Control

Film anglais de Anton Corbijn

Avec Sam Riley, Samatha Morton, Alexandra Maria Lara


Film d'ouverture de la Quinzaine des Réalisateurs et Mention spéciale du jury Caméra d'or


Par Elise Heymes
 
Sortie le 26-09-2007

Durée: 1h59

 

He's lost control

Catalogué « photographe de rock », réalisateur de clips, Anton Corbijn nous offre, avec Control, un premier film plus que maîtrisé. Inspiré de la biographie de Ian Curtis par sa femme Déborah Curtis et des rencontres avec les autres protagonistes de l’époque, le film embrasse la (courte) vie du leader du groupe Joy Division. L’histoire d’un douloureux écartèlement entre vie de famille et gloire naissante, entre sa compagne et une autre femme…

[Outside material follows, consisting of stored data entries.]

PR #794, opened 2021-12-29
add `with_overrides` to map task

samhita-alla:

# TL;DR
`with_overrides` is not covered in the map task API. 

## Type
 - [ ] Bug Fix
 - [ ] Feature
 - [ ] Plugin

## Are all requirements met?

 - [ ] Code completed
 - [ ] Smoke tested
 - [ ] Unit tests added

## Complete description

## Tracking Issue
https://github.com/flyteorg/flyte/issues/1574

## Follow-up issue
_NA_
OR

### DIFF
--- a/flytekit/core/map_task.py
+++ b/flytekit/core/map_task.py
@@ -220,8 +220,8 @@ def map_task(task_function: PythonFunctionTask, concurrency: int = None, min_suc
        :language: python
        :dedent: 4
 
-    At run time, the underlying map task will be run for every value in the input collection. Task-specific attributes
-    such as :py:class:`flytekit.TaskMetadata` and :py:class:`flytekit.Resources` are applied to individual instances
+    At run time, the underlying map task will be run for every value in the input collection. Attributes
+    such as :py:class:`flytekit.TaskMetadata` and ``with_overrides`` are applied to individual instances
     of the mapped task.
 
     :param task_function: This argument is implicitly passed and represents the repeatable function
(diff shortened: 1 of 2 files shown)


flytekit/core/map_task.py
```diff
@@ -230,6 +230,11 @@ def map_task(task_function: PythonFunctionTask, concurrency: int = None, min_suc
         all inputs are processed.
     :param min_success_ratio: If specified, this determines the minimum fraction of total jobs which can complete
         successfully before terminating this task and marking it successful.
+
+    ``with_overrides`` on a map task can be used to set individual map task resource assigment.
```
samhita-alla, line 234: @katrogan, what's the preferred way of assigning resourced to individual map tasks–`TaskMetadata`/`Resources` or `with_overrides`?

katrogan: I believe it's with `with_overrides` but I haven't worked on flytekit in so long I'm not sure if it's changed! cc @wild-endeavor @eapolinario

wild-endeavor: could you try this out? I believe this should work.   calling `map_task(t1)` produces the map task, and then `()` on that should produce a `Node` which should hit https://github.com/flyteorg/flytekit/blob/master/flytekit/core/node.py#L79

wild-endeavor: but note that this is on the node... not the map task itself.  if you use the map task twice, you have to call with overrides twice.

wild-endeavor: let me know when you want a +1

samhita-alla: `TaskMetadata` works, whereas `Resources` doesn't. I replaced `Resources` with `with_overrides` in the docstring and test case.

wild-endeavor (approved):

Quand Ian Curtis est en proie au désoeuvrement, il se maquille les yeux ou se shoote aux neuroleptiques en compagnie de ses amis. Et quand il ne campe pas son rôle de conseiller à la bourse de travail du coin, il se rend aux concerts de ses idoles rock. Personnalité paradoxale ou nuancée sans doute, à la sensibilité de poète en germe, c’est sûr. C’est après son mariage avec Déborah qu’il commence à écrire des chansons. Débute une carrière aussi intense que fulgurante que Anton Corbijn suit au plus près des émotions de Ian Curtis et de ses proches, prenant ainsi le contre-pied des nombreuses biographies qui oscillent entre intériorité et regard extérieur sans jamais parvenir à se détacher du point de vue du spectateur fasciné (les cinéastes sont eux-mêmes parfois éblouis par leur sujet).

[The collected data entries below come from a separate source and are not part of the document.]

PR #2711, opened 2024-08-26
Make task loading a part of dispatch execute

thomasjpfan:

Currently, if `load_task` raises an error, it is not captured by `_dispatch_execute`. For example, `load_task` can raise import errors if the container environment is not consistent with the registration environment.

With this PR, the error will be captured by flytekit and written to `error.pb`.

## How was this patch tested?

I added a unit test to check this change. The other unit tests were updated because `_dispatch_execute`'s signature changed.

### DIFF
--- a/flytekit/bin/entrypoint.py
+++ b/flytekit/bin/entrypoint.py
@@ -10,7 +10,7 @@ import sys
 import tempfile
 import traceback
 from sys import exit
-from typing import List, Optional
+from typing import Callable, List, Optional
 
 import click
 from flyteidl.core import literals_pb2 as _literals_pb2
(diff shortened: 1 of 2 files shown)


flytekit/bin/entrypoint.py
```diff
@@ -318,18 +331,6 @@ def setup_execution(
         yield ctx
 
 
-def _handle_annotated_task(
```
pingsutw, line 321: I also want to remove this; thanks!

wild-endeavor (approved):

flytekit/bin/entrypoint.py
wild-endeavor: same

A défaut d’employer les grands moyens visuels et sonores généralement mis au service de la (re)construction d’un mythe musical, Corbijn a opté pour l’économie d’une mise en scène extrêmement sobre, que renforce le choix du noir et blanc. La composition des décors en est un excellent exemple : les lignes et motifs qui parsèment les rideaux des fenêtres, les tapisseries des murs et les vêtements que portent les acteurs, condensent à eux seuls tout le style de l’époque fin 70 – début 80.

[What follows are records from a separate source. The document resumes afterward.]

PR #2720, opened 2024-08-29
Update eager: make sure client secret can be specified as env var

cosmicBboy:

Currently, the `@eager` workflows are too strict with its handling of the client secret values. Both secret group and key need to be specified for the secret request to be passed down to the underlying task. There is also an issue with the async event loop not being available for the downstream data persistence step in the task execution.

This PR loosens this requirement to be compatible with Flyte backends that do not require secret groups. This PR also:

- Allows the user to bind the client secret to an environment variable in cases where the `FlyteRemote` object can authenticate with just the client secret
- Makes sure that an async loop is available for downstream data persistence step in the task execution

## How was this patch tested?

The following workflow was tested on flyte sandbox
```python

flytekit = "git+https://github.com/flyteorg/flytekit@54c4471a56311ff8201ba76d9bda726bc5b4689b"

image = ImageSpec(
    name="polars",
    packages=["flytekit", flytekit],
    registry="localhost:30000",
    apt_packages=["git"],
)


@task
def add_one(x: int) -> int:
    return x + 1


@task
def double(x: int) -> int:
    return x * 2


@eager(
    container_image=image,
    remote=FlyteRemote(
        config=Config.for_sandbox(),
        default_domain="development",
    ),
)
    out = await add_one(x=x)
    if out < 0:
        return -1
    return await double(x=out)

```

### DIFF
--- a/flytekit/bin/entrypoint.py
+++ b/flytekit/bin/entrypoint.py
@@ -68,6 +68,15 @@ def _compute_array_job_index():
     return offset
 
 
+def _reset_event_loop_if_needed():
+    """Create new event loop if it doesn't exist."""
+    try:
+        asyncio.get_event_loop()
+    except RuntimeError:
+        loop = asyncio.new_event_loop()
+        asyncio.set_event_loop(loop)
+
+
 def _dispatch_execute(
     ctx: FlyteContext,
     load_task: Callable[[], PythonTask],
@@ -107,13 +116,14 @@ def _dispatch_execute(
         if inspect.iscoroutine(outputs):
             # Handle eager-mode (async) tasks
             logger.info("Output is a coroutine")
+
+            # make sure event loop exists before running the coroutine
+            _reset_event_loop_if_needed()
+
             outputs = asyncio.run(outputs)
+
             # make sure an event loop exists for data persistence step
-            try:
-                asyncio.get_event_loop()
-            except RuntimeError:
-                loop = asyncio.new_event_loop()
-                asyncio.set_event_loop(loop)
+            _reset_event_loop_if_needed()
 
         # Step3a
         if isinstance(outputs, VoidPromise):
--- a/flytekit/bin/entrypoint.py
+++ b/flytekit/bin/entrypoint.py
@@ -177,13 +177,6 @@ def _dispatch_execute(
     for k, v in output_file_dict.items():
         utils.write_proto_to_file(v.to_flyte_idl(), os.path.join(ctx.execution_state.engine_dir, k))
 
-    # make sure an event loop exists for data persistence step
-    try:
-        asyncio.get_event_loop()
-    except RuntimeError:
-        loop = asyncio.new_event_loop()
-        asyncio.set_event_loop(loop)
-
     ctx.file_access.put_data(ctx.execution_state.engine_dir, output_prefix, is_multipart=True)
     logger.info(f"Engine folder written successfully to the output prefix {output_prefix}")
 
--- a/flytekit/bin/entrypoint.py
+++ b/flytekit/bin/entrypoint.py
@@ -108,6 +108,9 @@ def _dispatch_execute(
             # Handle eager-mode (async) tasks
             logger.info("Output is a coroutine")
             outputs = asyncio.run(outputs)
+            # make sure an event loop exists for data persistence step
+            loop = asyncio.new_event_loop()
+            asyncio.set_event_loop(loop)
 
         # Step3a
         if isinstance(outputs, VoidPromise):
--- a/flytekit/bin/entrypoint.py
+++ b/flytekit/bin/entrypoint.py
@@ -180,7 +180,7 @@ def _dispatch_execute(
     # make sure an event loop exists for data persistence step
     try:
         asyncio.get_event_loop()
-    except Exception:
+    except RuntimeError:
         loop = asyncio.new_event_loop()
         asyncio.set_event_loop(loop)
 
--- a/flytekit/bin/entrypoint.py
+++ b/flytekit/bin/entrypoint.py
@@ -109,8 +109,11 @@ def _dispatch_execute(
             logger.info("Output is a coroutine")
             outputs = asyncio.run(outputs)
             # make sure an event loop exists for data persistence step
-            loop = asyncio.new_event_loop()
-            asyncio.set_event_loop(loop)
+            try:
+                asyncio.get_event_loop()
+            except RuntimeError:
+                loop = asyncio.new_event_loop()
+                asyncio.set_event_loop(loop)
 
         # Step3a
         if isinstance(outputs, VoidPromise):
--- a/flytekit/bin/entrypoint.py
+++ b/flytekit/bin/entrypoint.py
@@ -108,12 +108,6 @@ def _dispatch_execute(
             # Handle eager-mode (async) tasks
             logger.info("Output is a coroutine")
             outputs = asyncio.run(outputs)
-            # make sure an event loop exists for data persistence step
-            try:
-                asyncio.get_event_loop()
-            except RuntimeError:
-                loop = asyncio.new_event_loop()
-                asyncio.set_event_loop(loop)
 
         # Step3a
         if isinstance(outputs, VoidPromise):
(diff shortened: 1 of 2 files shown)


flytekit/bin/entrypoint.py
```diff
@@ -177,6 +177,13 @@ def _dispatch_execute(
     for k, v in output_file_dict.items():
         utils.write_proto_to_file(v.to_flyte_idl(), os.path.join(ctx.execution_state.engine_dir, k))
 
+    # make sure an event loop exists for data persistence step
```
cosmicBboy, line 180: this issue comes up not just with eager. Frameworks like Langchain that have async functionality will cause the event loop to end before the flyte task can run the async data persistence operation.

flytekit/bin/entrypoint.py
```diff
@@ -177,6 +177,13 @@ def _dispatch_execute(
...
+    try:
+        asyncio.get_event_loop()
+    except Exception:
+        loop = asyncio.new_event_loop()
+        asyncio.set_event_loop(loop)
```
Future-Outlier, line 185: Should we specify which exception we might have?

Future-Outlier (commented):
thank you for this!
can we have
1. register the task to remote cluster (sandbox or dogfood gcp) to prove it works?
2. add workflow in unit tests.

flytekit/bin/entrypoint.py
cosmicBboy: ah yes this should be `RuntimeError`

cosmicBboy:
> thank you for this! can we have
> 
> 1. register the task to remote cluster (sandbox or dogfood gcp) to prove it works?
> 2. add workflow in unit tests.

Unit test for this exist [here](https://github.com/flyteorg/flytekit/tree/master/tests/flytekit/integration/experimental) and [here](https://github.com/flyteorg/flytekit/tree/master/tests/flytekit/unit/experimental). The changes made to the PR (adding the new `client_secret_env_var` argument) and loosening the strictness of secrets only really applies to Union serverless.

The code snippet in the PR description should work on flyte sandbox
image
image

Future-Outlier (dismissed):
LGTM, thank you

flytekit/experimental/eager_function.py
```diff
@@ -605,16 +617,25 @@ def _internal_demo_remote(remote: FlyteRemote) -> FlyteRemote:
...
     client_secret = secrets_manager.get(client_secret_group, client_secret_key)
     # get the raw output prefix from the context that's set from the pyflyte-execute entrypoint
     # (see flytekit/bin/entrypoint.py)
+
+    if client_secret_env_var is not None:
+        # this creates a remote client where the env var client secret is sufficient for authentication
+        os.environ[client_secret_env_var] = client_secret
+        try:
+            remote_cls = type(remote)
+            return remote_cls()
```
thomasjpfan, line 635: This assumes that the other `FlyteRemote` object can be created without a `Config` and uses an environment variable. Is this okay for OSS?

Also, should this carry over the `default_domain` and `default_project` from the original remote obj? Or should the other remote object figure out the domain and project from the execution environment?

cosmicBboy: ooo yeah it should probably carry over those args.

admittedly this code path is basically: "tell me you only run on serverless without saying you run on serverless" 🙃

cosmicBboy: Basically `client_secret_env_var` only really applies to serverless

flytekit/experimental/eager_function.py
```diff
@@ -533,8 +542,10 @@ async def wrapper(*args, **kws):
                 await cleanup_fn()
 
     secret_requests = kwargs.pop("secret_requests", None) or []
-    if client_secret_group is not None and client_secret_key is not None:
+    try:
         secret_requests.append(Secret(group=client_secret_group, key=client_secret_key))
+    except ValueError:
+        pass
```
wild-endeavor, line 548: what if there's nothing in the client_secret_env_var environment variable?

flytekit/experimental/eager_function.py
```diff
@@ -396,6 +398,8 @@ def eager(
     :param local_entrypoint: If True, the eager workflow will can be executed locally but use the provided
         :py:func:`~flytekit.remote.FlyteRemote` object to create task/workflow executions. This is useful for local
         testing against a remote Flyte cluster.
+    :param client_secret_env_var: if specified, binds the client secret to the specified environment variable for
```
wild-endeavor, line 401: okay with this for now, but I think we should see if we can't move this to some higher level in the future.  the secret here we're talking about is the secret for hitting admin itself right?

flytekit/experimental/eager_function.py
```diff
@@ -605,16 +617,28 @@ def _internal_demo_remote(remote: FlyteRemote) -> FlyteRemote:
...
-    assert client_secret_group is not None, "secret_group must be defined when using a remote cluster"
-    assert client_secret_key is not None, "secret_key must be defined a remote cluster"
     secrets_manager = current_context().secrets
     client_secret = secrets_manager.get(client_secret_group, client_secret_key)
     # get the raw output prefix from the context that's set from the pyflyte-execute entrypoint
     # (see flytekit/bin/entrypoint.py)
+
+    if client_secret_env_var is not None:
+        # this creates a remote client where the env var client secret is sufficient for authentication
+        os.environ[client_secret_env_var] = client_secret
```
wild-endeavor, line 632: confused what's happening here.  if we're removing the asserts, then that means the group/key might be None.  If they're none, won't the secrets_manager.get fail?  So then what is the client_secret?  Or is there some default in the secrets manager that somehow gets returned?
I don't get why we're setting the environment variable here to the value of client secret.

wild-endeavor (commented):
some questions, but this event loop thing... can you explain why it's needed in entrypoint.py but there doesn't seem to be another one for local execution?  Won't both need it?

flytekit/experimental/eager_function.py
cosmicBboy: `client_secret_env_var` doesn't figure into this try except block, or am I missing something?

flytekit/experimental/eager_function.py
cosmicBboy: this is to make it easy to authenticate with `UnionRemote` on serverless (via `UNION_SERVERLESS_API_KEY ` env var). Secrets on serverless only needs a secret key (no group).

flytekit/experimental/eager_function.py
wild-endeavor: no yeah i know, i mean, what happens if all three (`client_secret_env_var`, `client_secret_group` and `client_secret_key`) are None?

flytekit/experimental/eager_function.py
wild-endeavor: just wondering, in the following scenario:
* `client_secret_key` is  `None`
* `client_secret_group` is `None`
(and this scenario is now valid because the asserts are now removed)
after line 626 `client_secret = secrets_manager.get(client_secret_group, client_secret_key)`
what is the value of `client_secret`?

wild-endeavor: going through the secretsmanager, it looks like it raises an IndexError if you call `get(group=None, key=None)`, so I don't think it ever gets past line 626.  Could we move the assertion that at least one of those has be be non-None into the `get` function?

wild-endeavor (commented):
Had a few more comments and went over this with @eapolinario.  Could we
* Add an assert to secretsmanager.get that at least one of group/key should be non-None
* Could we move the async loop stuff to another PR?  I think it'd be helpful to discuss it separately.  Also do you remember how you triggered the issue?  I wanna repro locally to understand more what langchain is doing.  Ideally we handle in such a way that it's completely independent of any other library.

cosmicBboy:
> Had a few more comments and went over this with @eapolinario. Could we
> 
> * Add an assert to secretsmanager.get that at least one of group/key should be non-None

Updated PR with client secret key/group assertion.

> * Could we move the async loop stuff to another PR?  I think it'd be helpful to discuss it separately.  Also do you remember how you triggered the issue?  I wanna repro locally to understand more what langchain is doing.  Ideally we handle in such a way that it's completely independent of any other library.

Deleted this. For some reason I'm unable to repro the async issue I was seeing earlier on eager or with langchain async document loaders https://github.com/unionai-oss/union-rag/blob/main/union_rag/langchain.py#L138-L141

wild-endeavor (approved):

Cette esthétique de l’épure épouse parfaitement l’isolement dans lequel plonge toujours plus profondément Ian Curtis. Corbijn filme avec beaucoup de pudeur le cheminement irréductiblement solitaire qui mènera son personnage au suicide à seulement 23 ans. Entouré. Mais seul dans son combat entre « le coeur et la conscience », avec « la honte de la personne qu’[il est] ». Sam Riley s’approprie remarquablement ce personnage rock dépressif dans la vie et lumineux sur scène. Avant que sa maladie (l’épilepsie) et que la dépression ne le rattrapent sur scène…Un portrait dont la grâce égale l’évanescence de son sujet.